Wherever "rather" appears in a line of the listing, report that line.

(Recorded information Opens)

PR #846, opened 2026-04-25
[codex] Avoid async settings tab incubation

skialpine:
## Summary

- Keep Settings tabs lazy-loaded, but instantiate visited tabs synchronously instead of through async QML incubation.
- Update the SettingsTabs comment so `loadSync` describes eager startup loading rather than async behavior.

## Why

Issue #844 still has an unknown crash after the downgrade fix. The crash stack dies in `QQmlConnections::connectSignalsToMethods()` under `QQmlIncubationController::incubateFor()` while the user was browsing settings. Settings tabs were the main place where we lazily created many `Connections` objects through async loaders, and this repo already has a documented workaround for the same Qt crash class by avoiding signal activity during QML incubation.

This change preserves lazy loading, but removes async incubation from Settings tab creation.

## Validation

- `git diff --check`

### DIFF
--- a/qml/components/SettingsTabs.qml
+++ b/qml/components/SettingsTabs.qml
@@ -12,7 +12,7 @@ QtObject {
     // key       — TranslationManager key for the localized tab label
     // fallback  — English fallback used when no translation is available
     // source    — QML source loaded into the tab's StackLayout page
-    // loadSync  — if true, the Loader loads synchronously on startup (first tab only)
+    // loadSync  — if true, the Loader loads eagerly on startup (first tab only)
     // debugOnly — if true, the tab is hidden unless Settings.isDebugBuild is set
     readonly property var tabs: [
         { id: "connections",    key: "settings.tab.connections",    fallback: "Connections",       source: "settings/SettingsConnectionsTab.qml",     loadSync: true,  debugOnly: false },
--- a/qml/components/SettingsTabs.qml
+++ b/qml/components/SettingsTabs.qml
@@ -12,7 +12,7 @@ QtObject {
     // key       — TranslationManager key for the localized tab label
     // fallback  — English fallback used when no translation is available
     // source    — QML source loaded into the tab's StackLayout page
-    // loadSync  — if true, the Loader loads eagerly on startup (first tab only)
+    // loadSync  — if true, the tab is activated immediately when the page opens rather than on first visit (asynchronous: false is enforced globally in SettingsPage.qml)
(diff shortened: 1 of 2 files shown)


skialpine:
### Code review

Found 3 issues:

1. Stale "async Loader" comment in `scrollToCard` — the `else` branch says "Wait for async Loader to finish via statusChanged signal" but `asynchronous` is now hardcoded to `false`; the comment describes a mode that no longer exists and will mislead future maintainers about what that branch does

https://github.com/Kulitorum/Decenza/blob/f44203d55af04adb6ae20e38d345e1116849c213/qml/pages/SettingsPage.qml#L383-L396

2. Debug `console.log` for `Loader.Loading` and `Loader.Ready` fires on every settings tab visit; these were added in #845 for crash diagnosis but the PR retains them with no comment indicating they are temporary or have a removal condition — consider adding a `// TODO: remove after #844 is confirmed resolved` or gating behind a debug build flag

https://github.com/Kulitorum/Decenza/blob/f44203d55af04adb6ae20e38d345e1116849c213/qml/pages/SettingsPage.qml#L229-L236

3. New comment says "keeps Connections setup on the tab-switch event" — with `asynchronous: false`, Connections are set up during synchronous instantiation triggered by `active` flipping to `true`, not specifically tied to any named event; the phrasing implies an event-based guarantee that doesn't actually exist and doesn't clarify that `loadSync` no longer drives sync/async behavior (it now only controls `active`)

https://github.com/Kulitorum/Decenza/blob/f44203d55af04adb6ae20e38d345e1116849c213/qml/pages/SettingsPage.qml#L221-L227

---

<details>

- [Worth a look] `loadSync` comment in SettingsTabs.qml updated from "synchronously" to "eagerly" is correct, but a reader of SettingsTabs.qml in isolation has no indication that `asynchronous` is globally forced to `false` in SettingsPage.qml — the two files' semantics now diverge silently (score: 50)

https://github.com/Kulitorum/Decenza/blob/f44203d55af04adb6ae20e38d345e1116849c213/qml/components/SettingsTabs.qml#L14-L16

- [OK to skip] `onLoaded` for the Themes tab now fires synchronously during a tap; the Themes tab is 497 lines so the main-thread instantiation cost is real, but this is the acknowledged trade-off of the fix and the comment block explains the intent (score: 75, accepted trade-off)

https://github.com/Kulitorum/Decenza/blob/f44203d55af04adb6ae20e38d345e1116849c213/qml/pages/SettingsPage.qml#L237-L245

</details>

(Recorded information Closes)

#### [Answer area]
- Update the SettingsTabs comment so `loadSync` describes eager startup loading rather than async behavior.
+    // loadSync  — if true, the tab is activated immediately when the page opens rather than on first visit (asynchronous: false is enforced globally in SettingsPage.qml)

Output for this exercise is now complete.